OMPA explored the possibility of building its own transmission assets but found that the rules, which Osburn said have been established in large part by major transmission owners, have made the effort difficult.
When it comes to transmission development, “there’s sort of a double standard,” said Osburn, who explained that there doesn’t seem to be uniform criteria for when projects get built for reliability purposes, and when costs can be shared. He also noted the risk of developing assets that might become stranded due to increased development of distributed generation.
“If more and more load is going to be served at the local level, who is going to pay for the transmission system?” asked Osburn.
He brought up FERC’s recent notice of proposed rulemaking regarding transmission incentives, which suggests increases to incentives for transmission owners to build.
“We’re very concerned by that — you don’t need to incentivize folks to build more transmission or to gold-plate it,” said Osburn, who noted that such a move would further increase transmission expenses.
“I personally don’t see a lot of need for incentives for a transmission owner to be in an RTO/ISO or a lot of need for incentives to build new transmission,” said Howard. “Where incentives are needed is with transmission owners to optimize the utilization factor of their transmission assets.”
“If we can have more megawatt-hours flowing over the lines during more hours of the day, we could reduce the cost and provide benefit to our end use customers directly in doing so,” added Howard.
“It’s rarely just one issue that drives the need to expand transmission,” said Kent. “Usually, you have a combination of economic benefits or reduced congestion, as well as reliability benefits or some other quality benefit, such as more renewable generation that could be added.”
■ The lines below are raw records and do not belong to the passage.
PR #1591, opened 2018-02-26
Refactoring shortcut handler to use enum based Routes

### LINKED ISSUE #708: Refactor shortcut VC indices
This is way too brittle and will be super easy for someone to break.

https://github.com/rnystrom/GitHawk/blob/980fba6cc03cbfef39fb16fb8956e41b5d58807c/Classes/Systems/ShortcutHandler.swift#L13

Need another way to map VCs to tabs that will be caught by the compiler.

rizwankce:
Hopefully fixes #708 and give us a way of handling deep linking possibilities.

- Adds `Route` enum with possible routes - extensible 
- Adds `TabBarController` with `Tab` enum
- Refactores `ShortCutHandler` to use `Route`

Now adding deep linking with `Route` is as easy as like below

```swift
init?(url: URL) {
        switch url.absoluteString {
        case "\(scheme)://tab/inbox": self = .tab(.inbox)
        case "\(scheme)://tab/search": self = .tab(.search)
        case "\(scheme)://tab/bookmars": self = .tab(.bookmarks)
        case "\(scheme)://tab/settings": self = .tab(.settings)
        default: return nil
        }
    }
```

Not sure this is the right/scalable way. Feel free to comment/suggest/close this PR.

### DIFF
--- a/Classes/View Controllers/TabBarController.swift
+++ b/Classes/View Controllers/TabBarController.swift
@@ -1,0 +1,22 @@
+//
+//  TabBarController.swift
+//  Freetime
+//
+//  Created by Rizwan on 26/02/18.
+//  Copyright © 2018 Ryan Nystrom. All rights reserved.
+//
+
+import Foundation
+
+final class TabBarController: UITabBarController {
+    enum Tab: Int {
+        case inbox = 0
+        case search = 1
+        case bookmarks = 2
+        case settings = 3
+    }
+
+    func showTab(_ tab: Tab) {
+        selectedIndex = tab.rawValue
+    }
+}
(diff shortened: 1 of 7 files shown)


Classes/View Controllers/TabBarController.swift
```diff
@@ -0,0 +1,22 @@
...
+//
+//  Created by Rizwan on 26/02/18.
+//  Copyright © 2018 Ryan Nystrom. All rights reserved.
+//
+
+import Foundation
+
+final class TabBarController: UITabBarController {
+    enum Tab: Int {
+        case inbox = 0
```
SD10: An enum rawValue of `Int` will default to `0` and increment by `1` for every case, unless specified

PR #2292, opened 2018-10-15
Enable SwiftLint and fix issues

rnystrom:
I'm preparing to do some more automation with the repo to speed up PR review and unify code formatting. First step is to enable SwiftLint to take care of basic issues.


Huddie:
@rnystrom ever considered [SwiftFormat](https://github.com/nicklockwood/SwiftFormat)

rnystrom:
Ya but seems like this is more mature, and using both would be pretty redundant right?

Huddie:
Ya ones a reminder and one just formats it all for you. So having both would essentially but just having SwiftFormat (unless you configured them differently)

You can place swiftFormat in bitrise so that it formats it according to a given standard whenever a PR is created but not on the local machines. So it gives devs to program however they desire but the product that gives merged will always be according to GitHawk style guide 

rnystrom:
@Huddie any pointers on how how to make that all work? I actually don’t mind making people address the linter vs me having to keep merging PRs for formatting 😛

Really just want to speed up PR turn around and spend less time nitpicking.

Huddie:
@rnystrom sure. I’ll try getting it up and running. 

Huddie:
@j-f1 You type everything on 1 line? Do you mind giving some more background? Are you suggesting prettier for GitHawk or just your experience with a formatter such as SwiftFormat?

I like the idea of SwiftFormat in Bitrise more than running each time you build simply because people program with different spacing etc and no need to force a style on you while programming. SwiftFormat in bitrise should format the code once you request a PR so that when @rnystrom  reviews it, it’s perfectly formatted according to GitHawk standards. 

I’ll admit, one downside of having it run on Bitrise is that each PR needs to be tested. Not sure how many tests we get to run since I’ve seen PRs without tests 

j-f1:
@Huddie I’m just providing my experience with formatters in general. Usually the difficulty I have with code styles is remembering to follow standards that are different from my own, but the differences aren’t as noticeable when reading the code. I’d suggest not auto-fixing issues in CI since that would add the noise of another commit to each PR.

Huddie:
@j-f1 🤔 From my experience:
Having it format on builds doesn’t allow you to program how you typically do (cause every build reformats) + its slows down the compile time 
And having swift lint is not an issue if there aren’t many issues but:
- Not allowing builds because of formatting is a PAIN 
- Warnings work but don’t enforce anything. people will ignore them. So you’ll have to report them in the CI or something which is fine I suppose. 
I don’t really see the downside of having the CI commit a formatting change. @j-f1  Thoughts?

j-f1:
The editor integrations I’ve used typically reformat the file when you save. This ensures you follow the style guide while not throwing errors in your face when you don’t. Also, it doesn’t slow builds down because you only format the one file you just saved and that’ll probably happen faster than you can start the build.
I agree that lint issues shouldn’t stop you from building — as long as the code is syntactically correct, it should run.

Huddie:
@j-f1 I’m not a fan of having code format every time I hit save tbh. i try to save often and code shifting each time can just feel weird. 
Again, programming styles differ and no need for the code to auto-format each and every save. Feels redundant and also just messes with programming “flow?”. 
I’d be more on board with a linter than forcing format each save. Thoughts?

Huddie:
@rnystrom regardless of swiftLint vs swiftFormat, I think it's important we get a https://github.com/danger/danger file in the project. 

Reasons:

- If swiftFormat occurs in the cloud
    - Easier with danger and allows for reporting back
- If swiftLint
    - We need a danger file to report the formatting issues when PR are created. Simply having swiftLint in the project does not make PR review easier because you can't see the lint warnings.

This will also be beneficial for advancing PR Reviews in other aspects

Side Point: Not sure PR thread is the best place to be discussing this :p

rnystrom:
Totally down with adding danger!

Huddie:
@rnystrom Thanks! I can set up the danger file with the longer/formatter once the dangerfile and not are in the repo 

BasThomas:
@Huddie @rnystrom fyi we have a ticket open to add Peril, which would mean we wouldn't need Danger: https://github.com/GitHawkApp/GitHawk/issues/1681

Huddie:
Oh well if you go with Peril I don’t think I can help out. @BasThomas Peril is server side Danger right? 

BasThomas:
Yep!

BasThomas:
It would require a server, but can be hosted on something like Heroku. See their [setup guide](https://github.com/danger/peril/blob/master/docs/setup_for_org.md).

rnystrom:
Alrighty, making a call to land this and start using SwiftLint so we can at least start having some standards in place. If we want to swap to SwiftFormat, that's fine too. Want to at least get this in before conflicts become a nightmare!

Huddie:
Sounds 😎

Knottek described the cost-benefit analysis of transmission projects as subjective and noted that societal or environmental benefits, such as gaining access to more clean energy, can be weighed differently from community to community.
Kent agreed that evaluating costs and benefits of transmission builds is complex and nuanced, which is why, he said, it is important for utilities to actively participate in the process. “At the end of the day, the just and reasonable standard has gray in it.”
He added that the planning process is helpful in identifying the economic value of projects and the cost-benefit ratio to system users, and that having a planning process helps ensure regional transmission organization funds are being used appropriately to benefit the consumers of the area.
Kent acknowledged that NPPD is a large public power utility, and therefore has the ability to be more engaged within the RTO. He advised that smaller utilities voice their concerns through a state association or joint action agency that can give the issue attention and represent any concerns about transmission costs or planning.
Knottek echoed that many complaints stem from those who do not have a role in transmission planning. “If you are small, you might not have the wherewithal to build transmission or generation; there’s a real benefit to being part of an RTO.”
To stay engaged with a lot of the activity happening at the regional or national levels, Howard said that NCPA is part of the Transmission Access Policy Study group and is an active member of the American Public Power Association. He noted that he’d like to see more involvement by other joint action agencies in the proceedings, and he commended APPA for its efforts to bring various public power parties together and get in front of the Commission.
“Our voice needs to be heard; we need to be at the table. And many times at FERC, we’re not well represented on these cases,” said Howard. “FERC proceedings are complicated and expensive, and the extent to which we can join in with TAPS or APPA is critical.”
“We have to tell these stories and to talk about these costs,” said Osburn. “Not all of these investments come through RTOs. Quite often, they are built by the transmission owner with no oversight, no rate case.”